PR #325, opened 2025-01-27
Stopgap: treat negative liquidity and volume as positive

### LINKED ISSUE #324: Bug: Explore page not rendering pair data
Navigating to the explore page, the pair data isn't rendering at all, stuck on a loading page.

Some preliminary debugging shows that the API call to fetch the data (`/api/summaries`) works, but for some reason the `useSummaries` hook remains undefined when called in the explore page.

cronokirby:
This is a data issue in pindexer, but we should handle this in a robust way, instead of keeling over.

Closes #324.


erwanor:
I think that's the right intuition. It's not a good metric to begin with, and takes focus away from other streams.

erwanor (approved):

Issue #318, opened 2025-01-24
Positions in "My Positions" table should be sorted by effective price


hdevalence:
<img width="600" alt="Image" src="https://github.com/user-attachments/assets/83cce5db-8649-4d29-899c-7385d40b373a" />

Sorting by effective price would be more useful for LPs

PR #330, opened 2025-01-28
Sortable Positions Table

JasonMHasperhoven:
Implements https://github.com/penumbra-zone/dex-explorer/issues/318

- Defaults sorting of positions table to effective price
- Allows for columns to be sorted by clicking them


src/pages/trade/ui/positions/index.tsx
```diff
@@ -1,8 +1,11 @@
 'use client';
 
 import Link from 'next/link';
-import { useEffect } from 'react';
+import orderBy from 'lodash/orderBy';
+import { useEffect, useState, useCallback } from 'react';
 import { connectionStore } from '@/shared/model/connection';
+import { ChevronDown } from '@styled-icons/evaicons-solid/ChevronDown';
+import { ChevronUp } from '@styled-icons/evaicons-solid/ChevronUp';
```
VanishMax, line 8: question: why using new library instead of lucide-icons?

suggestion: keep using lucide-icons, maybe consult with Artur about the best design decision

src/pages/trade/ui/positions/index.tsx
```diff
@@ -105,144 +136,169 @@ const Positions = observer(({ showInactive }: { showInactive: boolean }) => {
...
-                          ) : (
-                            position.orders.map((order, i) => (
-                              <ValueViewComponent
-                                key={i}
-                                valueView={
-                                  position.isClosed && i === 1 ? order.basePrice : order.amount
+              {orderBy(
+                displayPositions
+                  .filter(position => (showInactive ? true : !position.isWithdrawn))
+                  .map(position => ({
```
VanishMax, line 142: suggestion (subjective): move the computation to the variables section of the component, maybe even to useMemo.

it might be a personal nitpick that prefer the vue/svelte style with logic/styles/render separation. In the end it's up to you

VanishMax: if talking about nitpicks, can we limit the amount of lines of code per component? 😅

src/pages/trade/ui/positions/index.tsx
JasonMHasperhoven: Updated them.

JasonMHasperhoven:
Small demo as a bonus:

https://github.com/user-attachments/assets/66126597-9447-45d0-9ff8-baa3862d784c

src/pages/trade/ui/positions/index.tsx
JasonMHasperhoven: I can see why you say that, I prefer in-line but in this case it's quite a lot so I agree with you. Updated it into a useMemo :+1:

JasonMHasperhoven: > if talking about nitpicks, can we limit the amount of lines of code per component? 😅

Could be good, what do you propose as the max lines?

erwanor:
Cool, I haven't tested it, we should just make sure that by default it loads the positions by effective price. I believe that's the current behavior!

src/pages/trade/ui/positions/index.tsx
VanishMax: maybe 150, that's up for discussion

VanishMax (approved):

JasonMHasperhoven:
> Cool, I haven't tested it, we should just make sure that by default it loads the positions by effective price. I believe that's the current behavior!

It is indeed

• [WHAT YOU ARE ASKED TO DO]
Could you output, exactly and with nothing else, the lines from the start of the records through the line containing "Some preliminary debugging"?

• [EXPECTED ANSWER]
PR #325, opened 2025-01-27
Stopgap: treat negative liquidity and volume as positive

### LINKED ISSUE #324: Bug: Explore page not rendering pair data
Navigating to the explore page, the pair data isn't rendering at all, stuck on a loading page.

Some preliminary debugging shows that the API call to fetch the data (`/api/summaries`) works, but for some reason the `useSummaries` hook remains undefined when called in the explore page.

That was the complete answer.